Tom hadn’t played much tennis, but he had been a professional athlete, and Robert must have figured Tom could help him win a doubles match against two of his actor friends, Mickey Carlson and Trip Calloway. Contrary to what his name and his portly frame might imply, Trip was agile, and seemed to have endless energy. He raced around the court, even taking shots that should have been Mickey’s. Tom, on the other hand, was playing almost as badly as I used to.

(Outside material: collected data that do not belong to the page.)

PR #3484, opened 2026-08-04
fix(orchestra): route the assertScreenshot diff through the artifact collector

pedro18x:
## What

Routes the `assertScreenshot` failure diff through the artifact collector, like every other command output.

- New `ArtifactKind.SCREENSHOT_DIFF` (+ v1 schema entry). Diffs land under `screenshotDiff/` in the bundle and are reported 1:1 in the manifest (never folded into a count entry), named `step-NNN-<reference>_diff.png` by the failing command's sequence number so two assertions against same-named references cannot overwrite each other.
- `allocateCommandArtifact` is now non-null: it owns the no-bundle CWD fallback, so call sites cannot reintroduce their own raw-`File` fallback paths. New `allocateScreenshotDiff` allocates the diff with the same funnel.
- New `onScreenshotDiffCaptured` callback (mirrors `onStepScreenshotCaptured`): fired when a failed command produced a diff, so hosts (the cloud worker) can attribute it per step without scanning the bundle by convention.
- A failed diff write now surfaces as `MaestroException.DestinationIsNotWritable`, like other command outputs, instead of a raw comparison-library exception.
- Guard test (`OrchestraArtifactFunnelTest`): scans `Orchestra.kt` for self-built path constructions (`File(...)`, `resolveSibling(...)`, `Paths.get(...)`, `.toFile()`) outside explicitly marked reads, so the next command output cannot silently bypass the funnel.

## Why

The diff was the last command output written as a raw `File`, placed beside the reference image. On Maestro Cloud the reference resolves into the workspace temp dir, which the bundle uploader never reads, so the one artifact explaining a failed visual assertion never reached the customer (mobile-dev's MA-4167, confirmed on a production run whose artifact registry had 5 types and no diff). Every historical artifact gap (recordings, logs, crash reports) had this same shape: an output written outside the collector, fixed one at a time. This closes the last one and adds the guard that keeps it closed.

## Behavior change (local)

The diff no longer lands beside the reference image:

- `maestro test` (bundle mode): in the debug output dir under `screenshotDiff/`, recorded in the manifest.
- No-bundle mode (`maestro test -c`): CWD-relative `<reference>_diff.png`, same fallback rule as `takeScreenshot`.

The failure message has always printed the diff's absolute path and still does; nothing documented referenced the old location (checked docs, e2e flows, maestro-docs).

## Schema note

`SCREENSHOT_DIFF` is added to the published v1 schema in place. The policy comment previously said enum additions are not additive; I verified every in-ecosystem manifest reader (worker, backend, CLI) is string-typed and tolerant of unknown kinds, and none validates against the JSON schema, so the comment now states the actual rule: prefer reserving values up front, and a late addition overwrites v1 accepting the cached-external-validator caveat.

## Verification

- `:maestro-orchestra:test`, `:maestro-orchestra-models:test` (incl. the bidirectional schema coverage test), and `:maestro-test:test` all green.
- New/updated tests: diff manifest shape (1:1, PNG, sequence-numbered path, sizeBytes); diff location + per-step callback attribution (sequence number pinned); non-null fallback semantics (CWD-relative, nothing recorded); the funnel guard.

### DIFF
--- a/maestro-cli/src/main/java/maestro/cli/command/TestCommand.kt
+++ b/maestro-cli/src/main/java/maestro/cli/command/TestCommand.kt
@@ -151,7 +151,7 @@ class TestCommand : Callable<Int> {
 
     @Option(
         names = ["--test-output-dir"],
-        description = ["Directory for this run's artifacts — manifest.json, commands.json, logs/, takeScreenshot/, startRecording/, and screenshotDiff/ written directly into it (overrides the default output location)"],
+        description = ["Directory for this run's artifacts — manifest.json, commands.json, logs/, takeScreenshot/, startRecording/, and assertScreenshot/ written directly into it (overrides the default output location)"],
     )
     private var testOutputDir: String? = null
 
--- a/maestro-cli/src/main/java/maestro/cli/command/TestCommand.kt
+++ b/maestro-cli/src/main/java/maestro/cli/command/TestCommand.kt
@@ -151,7 +151,7 @@ class TestCommand : Callable<Int> {
 
     @Option(
         names = ["--test-output-dir"],
-        description = ["Directory for this run's artifacts — manifest.json, commands.json, logs/, takeScreenshot/, and startRecording/ written directly into it (overrides the default output location)"],
+        description = ["Directory for this run's artifacts — manifest.json, commands.json, logs/, takeScreenshot/, startRecording/, and screenshotDiff/ written directly into it (overrides the default output location)"],
     )
     private var testOutputDir: String? = null
 
--- a/maestro-orchestra-models/src/main/java/maestro/orchestra/ArtifactManifest.kt
+++ b/maestro-orchestra-models/src/main/java/maestro/orchestra/ArtifactManifest.kt
@@ -13,6 +13,7 @@ enum class ArtifactKind {
     CRASH_REPORT,
     ANR_REPORT,
     AI_ANALYSIS,            // reserved; not emitted yet
+    SCREENSHOT_DIFF,        // assertScreenshot failure diff, one file per failing assertion
 }
 
 /** Concrete on-disk format of an artifact's bytes. ZIP is a download *view*, not a kind. */
--- a/maestro-orchestra-models/src/main/java/maestro/orchestra/ArtifactManifest.kt
+++ b/maestro-orchestra-models/src/main/java/maestro/orchestra/ArtifactManifest.kt
@@ -13,7 +13,7 @@ enum class ArtifactKind {
     CRASH_REPORT,
     ANR_REPORT,
     AI_ANALYSIS,            // reserved; not emitted yet
-    SCREENSHOT_DIFF,        // assertScreenshot failure diff, one file per failing assertion
+    SCREENSHOT_DIFF,        // assertScreenshot failure diffs, one folder collection entry (schema v2)
 }
 
 /** Concrete on-disk format of an artifact's bytes. ZIP is a download *view*, not a kind. */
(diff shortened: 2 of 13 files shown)


Fishbowler:
Would also need a [docs update](https://github.com/mobile-dev-inc/maestro-docs/blob/main/flows/workspace-management/test-reports-and-artifacts.md#whats-inside-the-artifact-folder)

pedro18x:
yes!

steviec:
Noticed two things in the PR, worked with claude to pinpoint:

---------

**Bump the schema to v2 instead of overwriting v1 in place.** `kind` is the one deliberately-closed part of an otherwise-open schema (`oneOf` of consts, and `ArtifactManifestSchemaTest` locks it to exactly mirror the enum). A stale strict validator rejects a new const — that's the whole reason the old comment said enum-adds aren't additive. Adding `SCREENSHOT_DIFF` to v1 in place re-incurs that risk for the next value too and mutates a published contract. Since readers are tolerant and don't validate, a `v2` path costs us almost nothing and keeps the frozen-v1 guarantee for any external validator. Let's own the closed schema and version it, rather than rewrite the policy to make in-place edits sound fine.

**Drop `singleFileCommandKinds` — represent the diff like every other command output.** We already have two repeatable command outputs, both handled the same way: `takeScreenshot` → `takeScreenshot/`, and `startRecording` → `startRecording/`, each one manifest entry with `count = N`. The manifest is a summary; the per-file detail (which file belongs to which step) lives in `commands.json` via `artifactsForStep(seq)`. This PR makes the diff a repeatable command output like those two, but reports it 1:1 in the manifest — the only command output that does — which is what forces the new bucket.

The 1:1 shape isn't needed. Per-step attribution is already covered by `commands.json`/`artifactsForStep` (same path `takeScreenshot` uses) and now by the new `onScreenshotDiffCaptured(seq, path)` callback. And MA-4167 only needs the diff in the bundle and recorded so the uploader ships it — folder+count already does that for the other two.

So:
- move `SCREENSHOT_DIFF` from `singleFileCommandKinds` into `collectionKinds` as `Collection(ASSERT_SCREENSHOT_DIR, PNG)`
- delete `singleFileCommandKinds` and revert the `collectionKinds[kind] ?: singleFileCommandKinds.getValue(kind)` fallback to `.getValue(kind)`
- rename the folder to `assertScreenshot/` (matches the `takeScreenshot`/`startRecording` command-output convention)
- keep the callback and the `step-NNN-<ref>_diff.png` name — the prefix still keeps same-named references from colliding and correlates the diff with its step's screenshot/hierarchy; that's orthogonal to how the manifest reports it

Net: one `assertScreenshot/` directory entry with a count, and anyone who needs the diff for a specific failed assertion reads `commands.json` or the callback — same as any other command output. One rule instead of two.

One thing to confirm first: whether the worker/backend reads the diff as a distinct manifest entry (or its `sizeBytes`) rather than going through `commands.json`. I'd bet no — the callback exists precisely so the worker can attribute diffs per step — but worth a check before collapsing it.

pedro18x:
Yeah, both corrections are right. The collection shape is what I originally settled on for the manifest: it says where file types live, commands.json does the per-step work. I drifted from that in this PR because the diff only exists for failing steps and I wanted the per-step attribution guaranteed, so 1:1 manifest entries looked like the direct way. Once the onScreenshotDiffCaptured callback went in, that reasoning stopped holding and I never circled back. One rule, not two: agreed.

What changed:

- SCREENSHOT_DIFF is now a collection under assertScreenshot/, same as takeScreenshot and startRecording. singleFileCommandKinds is deleted. A run with 3 diffs reports one entry with count: 3. Callback and file naming unchanged.
- Schema: v1 is back to exactly what's published, SCREENSHOT_DIFF lives in a new frozen v2, and the enum lock now points at v2.

Your open question: nothing reads the diff as a distinct manifest entry. The worker attributes per step via the callback, the backend's per-step URL comes from the worker's step report, and its manifest mapper already treats any row with a count as a collection. Backend change ended up test-fixtures only; the worker just renames its sync dir.

steviec (approved):
NICE

proksh (approved):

I sat on the sidelines and watched as the game went from friendly to fiercely competitive.

In the first set, Mickey and Trip trounced Robert and Tom, six games to one. Tom’s timing and footwork were off, and although Robert kept saying, “That’s okay, we’ll get this next point,” I could tell he was thinking that he should have pawned Tom off on Mickey and partnered with Trip instead. However, by the end of the second set, Tom’s game had come together, and his shots were landing just inside the lines instead of just outside them. After they won the second set on an ace by Tom, Robert looked completely charged-up, focused, and determined to win the deciding third set. They’d already been playing for over an hour when Mickey tossed up a tennis ball and whacked it to Tom’s side of the court to begin the last set.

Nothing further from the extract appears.